* _Task to carry out_: The listing that follows must be given again in full and exactly.

/---

PR #5987, opened 2023-05-09
Allow disabling legacy autoscaling apis

mikkeloscar:
Make it possible to disable legacy autoscaling APIs so it's easier to phase them out cluster by cluster as users migrate.

They are enabled by default.


katyanna:
:+1:

gargravarr:
:+1:

PR #5989, opened 2023-05-09
skipper: update OAuth grant credentials name

AlexanderYastrebov:
Use special suffix to avoid credentials name clash with existing credentials having name with `-credentials` suffix.


RomanZavodskikh:
:+1:

gargravarr:
:+1:

PR #5992, opened 2023-05-10
Remove legacy HPA field from StackSet CRD by default

mikkeloscar:
This removes the legacy `horizontalPodAutoscaler` field from StackSet (and Stacks) by default. The idea of this is to gradually phase this out across clusters as usage drops.

I have set the config-item: `stackset_legacy_hpa_field_crd_enabled: true` in all clusters such that we simply drop the config-item per cluster to drop the field. This setting should only be changed after validation that no stacksets in the cluster uses the `horizontalPodAutoscaler` field.
This way it's also quick to get a list of clusters still needing migration (those with the config-item still set).


katyanna:
:+1:

gargravarr:
:+1:

PR #6009, opened 2023-05-15
Fix node priority for decommissioning

mikkeloscar:
This is a follow up to #5943

It changes the node priority such that the default is `100` and the priority for spot rescheduled nodes is `90`. Before it was `0` and `-10` respectively, but setting `-10` did not work because of:

```
Node \"ip-10-14-7-186.eu-central-1.compute.internal\" is invalid: metadata.labels: Invalid value: \"-10\": a valid label must be an empty string or consist of alphanumeric characters, '-', '_' or '.', and must start and end with an alphanumeric character (e.g. 'MyValue',  or 'my_value',  or '12345', regex used for validation is '(([A-Za-z0-9][-A-Za-z0-9_.]*)?[A-Za-z0-9])?')
```

### DIFF
--- a/cluster/manifests/cluster-lifecycle-controller/deployment.yaml
+++ b/cluster/manifests/cluster-lifecycle-controller/deployment.yaml
@@ -35,7 +35,7 @@ spec:
         operator: Exists
       containers:
       - name: cluster-lifecycle-controller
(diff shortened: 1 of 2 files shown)


mikkeloscar:
:+1:

gargravarr:
:+1:

PR #6019, opened 2023-05-23
Update fabric-gateway Docker image to support additional filters per route

RomanZavodskikh:
Update fabric-gateway Docker image to support additional filters per route


AlexanderYastrebov:
:+1:

RomanZavodskikh:
:+1:

PR #6573, opened 2023-11-02
Use a common name for the deployment secret across all clusters

linki:
In order to have a predictable reference name to the KMS key used to encrypt/decrypt secrets, let's create a new alias for it that doesn't include the local id. This way the KMS alias can always be referenced via `alias/deployment-secret` in every account.

The local ID was prepended to allow for multiple clusters to share the same AWS account. In practice, this is only the case in teapot and teapot-e2e where we could special case it.

Note, this doesn't solve the problem for teapot at the moment.


linki:
Closing this in favour of moving it to AILM.

Meanwhile created the missing two aliases manually.

PR #6576, opened 2023-11-07
Update Stackset controller with Stack owned ConfigMap feature

katyanna:
-> [Stackset Controller: Reference ConfigMap for per stack versioning](https://github.com/zalando-incubator/stackset-controller/pull/520)

### DIFF
--- a/cluster/manifests/stackset-controller/01-stackset-crd.yaml
+++ b/cluster/manifests/stackset-controller/01-stackset-crd.yaml
@@ -596,6 +596,25 @@ spec:
                         - maxReplicas
                         - metrics
                         type: object
+                      configurationResources:
+                        description: ConfigurationResources describes the ConfigMaps
+                          that will be created. Later Secrets and PlatformCredentialSets
+                          will also be defined on ConfigurationResources
+                        items:
+                          description: ConfigurationResourcesSpec makes it possible
+                            to defined the config resources to be created
+                          properties:
+                            configMapRef:
+                              description: ConfigMap to be versioned for Stack
+                              properties:
+                                name:
+                                  description: 'Name of the referent. More info: https://kubernetes.io/docs/concepts/overview/working-with-objects/names/#names
+                                    TODO: Add other useful fields. apiVersion, kind,
+                                    uid?'
+                                  type: string
+                              type: object
+                          type: object
+                        type: array
                       minReadySeconds:
                         description: Minimum number of seconds for which a newly created
                           pod should be ready without any of its container crashing,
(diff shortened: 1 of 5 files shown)


cluster/manifests/stackset-controller/deployment.yaml
```diff
@@ -30,12 +30,15 @@ spec:
       serviceAccountName: stackset-controller
       containers:
       - name: stackset-controller
-        image: "container-registry.zalando.net/teapot/stackset-controller:{{ $version }}"
+        image: "container-registry-test.zalando.net/teapot/stackset-controller:pr-520-36"
```
linki: Let's keep `{{ $version }}` (We set it on the first line)

cluster/manifests/stackset-controller/01-stackset-crd.yaml
```diff
@@ -596,6 +596,25 @@ spec:
                         - maxReplicas
                         - metrics
                         type: object
+                      configurationResources:
```
linki, line 600: These CRD changes should also be guarded by the `stackset_configmap_support_enabled` config item.

cluster/manifests/stackset-controller/rbac.yaml
```diff
@@ -99,6 +99,18 @@ rules:
   - create
   - update
   - patch
+{{- if eq .Cluster.ConfigItems.stackset_configmaps_support_enabled "true" }}
```
linki: Typo: `stackset_configmap_support_enabled ` vs. `stackset_configmaps_support_enabled`

cluster/manifests/stackset-controller/rbac.yaml
```diff
@@ -99,6 +99,18 @@ rules:
...
+- apiGroups:
+  - ""
+  resources:
+  - configmaps
+  verbs:
+  - get
+  - list
+  - create
+  - update
+  - delete
```
linki: I don't think we need `delete` anymore. Maybe let's just align it with the same definition as for events to keep it simple:
```
  - get
  - list
  - watch
  - create
  - update
  - patch
  ```

cluster/manifests/stackset-controller/deployment.yaml
katyanna: This is a temporary image, this line is never touching dev. We get back to the proper format once the the actual image is ready.

linki: But why did you change the `$version` variable on line 1 then?

katyanna: I did that after because I thought I may want to specify the test version on the labels. No obvious reason, just a "maybe it'd be useful".

linki:
👍

katyanna:
👍

PR #6579, opened 2023-11-13
prometheus: support optional metrics version label

AlexanderYastrebov:
Add version label derived from optional metrics/version pod label. A new label is used with metrics/ prefix to avoid adding version metrics label when it is not needed.


szuecs:
:+1:

mikkeloscar:
:+1:

PR #6589, opened 2023-11-24
test: require IMDSv2 for default-karpenter nodetemplate

szuecs:
test result:
- new EC2 nodes come up with  `.MetadataOptions.HttpTokens == "required"`
- Kubernetes does not see them, because kubelet is not started
- EC2 node is accessible via SSH/SSM, but user template is not available.


szuecs:
Closing, because of the test results

PR #6591, opened 2023-11-27
Use IMDSv2 on AMI

mikkeloscar:
Test AMI using IMDSv2 (https://docs.aws.amazon.com/AWSEC2/latest/UserGuide/instance-metadata-v2-how-it-works.html)

related to #6589


mikkeloscar:
Closing for now, we want to roll out Ubuntu 22.04 first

\---

* _Solved problem_:
PR #5987, opened 2023-05-09
Allow disabling legacy autoscaling apis

mikkeloscar:
Make it possible to disable legacy autoscaling APIs so it's easier to phase them out cluster by cluster as users migrate.

They are enabled by default.


katyanna:
:+1:

gargravarr:
:+1:

PR #5989, opened 2023-05-09
skipper: update OAuth grant credentials name

AlexanderYastrebov:
Use special suffix to avoid credentials name clash with existing credentials having name with `-credentials` suffix.


RomanZavodskikh:
:+1:

gargravarr:
:+1:

PR #5992, opened 2023-05-10
Remove legacy HPA field from StackSet CRD by default

mikkeloscar:
This removes the legacy `horizontalPodAutoscaler` field from StackSet (and Stacks) by default. The idea of this is to gradually phase this out across clusters as usage drops.

I have set the config-item: `stackset_legacy_hpa_field_crd_enabled: true` in all clusters such that we simply drop the config-item per cluster to drop the field. This setting should only be changed after validation that no stacksets in the cluster uses the `horizontalPodAutoscaler` field.
This way it's also quick to get a list of clusters still needing migration (those with the config-item still set).


katyanna:
:+1:

gargravarr:
:+1:

PR #6009, opened 2023-05-15
Fix node priority for decommissioning

mikkeloscar:
This is a follow up to #5943

It changes the node priority such that the default is `100` and the priority for spot rescheduled nodes is `90`. Before it was `0` and `-10` respectively, but setting `-10` did not work because of:

```
Node \"ip-10-14-7-186.eu-central-1.compute.internal\" is invalid: metadata.labels: Invalid value: \"-10\": a valid label must be an empty string or consist of alphanumeric characters, '-', '_' or '.', and must start and end with an alphanumeric character (e.g. 'MyValue',  or 'my_value',  or '12345', regex used for validation is '(([A-Za-z0-9][-A-Za-z0-9_.]*)?[A-Za-z0-9])?')
```

### DIFF
--- a/cluster/manifests/cluster-lifecycle-controller/deployment.yaml
+++ b/cluster/manifests/cluster-lifecycle-controller/deployment.yaml
@@ -35,7 +35,7 @@ spec:
         operator: Exists
       containers:
       - name: cluster-lifecycle-controller
(diff shortened: 1 of 2 files shown)


mikkeloscar:
:+1:

gargravarr:
:+1:

PR #6019, opened 2023-05-23
Update fabric-gateway Docker image to support additional filters per route

RomanZavodskikh:
Update fabric-gateway Docker image to support additional filters per route


AlexanderYastrebov:
:+1:

RomanZavodskikh:
:+1:

PR #6573, opened 2023-11-02
Use a common name for the deployment secret across all clusters

linki:
In order to have a predictable reference name to the KMS key used to encrypt/decrypt secrets, let's create a new alias for it that doesn't include the local id. This way the KMS alias can always be referenced via `alias/deployment-secret` in every account.

The local ID was prepended to allow for multiple clusters to share the same AWS account. In practice, this is only the case in teapot and teapot-e2e where we could special case it.

Note, this doesn't solve the problem for teapot at the moment.


linki:
Closing this in favour of moving it to AILM.

Meanwhile created the missing two aliases manually.

PR #6576, opened 2023-11-07
Update Stackset controller with Stack owned ConfigMap feature

katyanna:
-> [Stackset Controller: Reference ConfigMap for per stack versioning](https://github.com/zalando-incubator/stackset-controller/pull/520)

### DIFF
--- a/cluster/manifests/stackset-controller/01-stackset-crd.yaml
+++ b/cluster/manifests/stackset-controller/01-stackset-crd.yaml
@@ -596,6 +596,25 @@ spec:
                         - maxReplicas
                         - metrics
                         type: object
+                      configurationResources:
+                        description: ConfigurationResources describes the ConfigMaps
+                          that will be created. Later Secrets and PlatformCredentialSets
+                          will also be defined on ConfigurationResources
+                        items:
+                          description: ConfigurationResourcesSpec makes it possible
+                            to defined the config resources to be created
+                          properties:
+                            configMapRef:
+                              description: ConfigMap to be versioned for Stack
+                              properties:
+                                name:
+                                  description: 'Name of the referent. More info: https://kubernetes.io/docs/concepts/overview/working-with-objects/names/#names
+                                    TODO: Add other useful fields. apiVersion, kind,
+                                    uid?'
+                                  type: string
+                              type: object
+                          type: object
+                        type: array
                       minReadySeconds:
                         description: Minimum number of seconds for which a newly created
                           pod should be ready without any of its container crashing,
(diff shortened: 1 of 5 files shown)


cluster/manifests/stackset-controller/deployment.yaml
```diff
@@ -30,12 +30,15 @@ spec:
       serviceAccountName: stackset-controller
       containers:
       - name: stackset-controller
-        image: "container-registry.zalando.net/teapot/stackset-controller:{{ $version }}"
+        image: "container-registry-test.zalando.net/teapot/stackset-controller:pr-520-36"
```
linki: Let's keep `{{ $version }}` (We set it on the first line)

cluster/manifests/stackset-controller/01-stackset-crd.yaml
```diff
@@ -596,6 +596,25 @@ spec:
                         - maxReplicas
                         - metrics
                         type: object
+                      configurationResources:
```
linki, line 600: These CRD changes should also be guarded by the `stackset_configmap_support_enabled` config item.

cluster/manifests/stackset-controller/rbac.yaml
```diff
@@ -99,6 +99,18 @@ rules:
   - create
   - update
   - patch
+{{- if eq .Cluster.ConfigItems.stackset_configmaps_support_enabled "true" }}
```
linki: Typo: `stackset_configmap_support_enabled ` vs. `stackset_configmaps_support_enabled`

cluster/manifests/stackset-controller/rbac.yaml
```diff
@@ -99,6 +99,18 @@ rules:
...
+- apiGroups:
+  - ""
+  resources:
+  - configmaps
+  verbs:
+  - get
+  - list
+  - create
+  - update
+  - delete
```
linki: I don't think we need `delete` anymore. Maybe let's just align it with the same definition as for events to keep it simple:
```
  - get
  - list
  - watch
  - create
  - update
  - patch
  ```

cluster/manifests/stackset-controller/deployment.yaml
katyanna: This is a temporary image, this line is never touching dev. We get back to the proper format once the the actual image is ready.

linki: But why did you change the `$version` variable on line 1 then?

katyanna: I did that after because I thought I may want to specify the test version on the labels. No obvious reason, just a "maybe it'd be useful".

linki:
👍

katyanna:
👍

PR #6579, opened 2023-11-13
prometheus: support optional metrics version label

AlexanderYastrebov:
Add version label derived from optional metrics/version pod label. A new label is used with metrics/ prefix to avoid adding version metrics label when it is not needed.


szuecs:
:+1:

mikkeloscar:
:+1:

PR #6589, opened 2023-11-24
test: require IMDSv2 for default-karpenter nodetemplate

szuecs:
test result:
- new EC2 nodes come up with  `.MetadataOptions.HttpTokens == "required"`
- Kubernetes does not see them, because kubelet is not started
- EC2 node is accessible via SSH/SSM, but user template is not available.


szuecs:
Closing, because of the test results

PR #6591, opened 2023-11-27
Use IMDSv2 on AMI

mikkeloscar:
Test AMI using IMDSv2 (https://docs.aws.amazon.com/AWSEC2/latest/UserGuide/instance-metadata-v2-how-it-works.html)

related to #6589


mikkeloscar:
Closing for now, we want to roll out Ubuntu 22.04 first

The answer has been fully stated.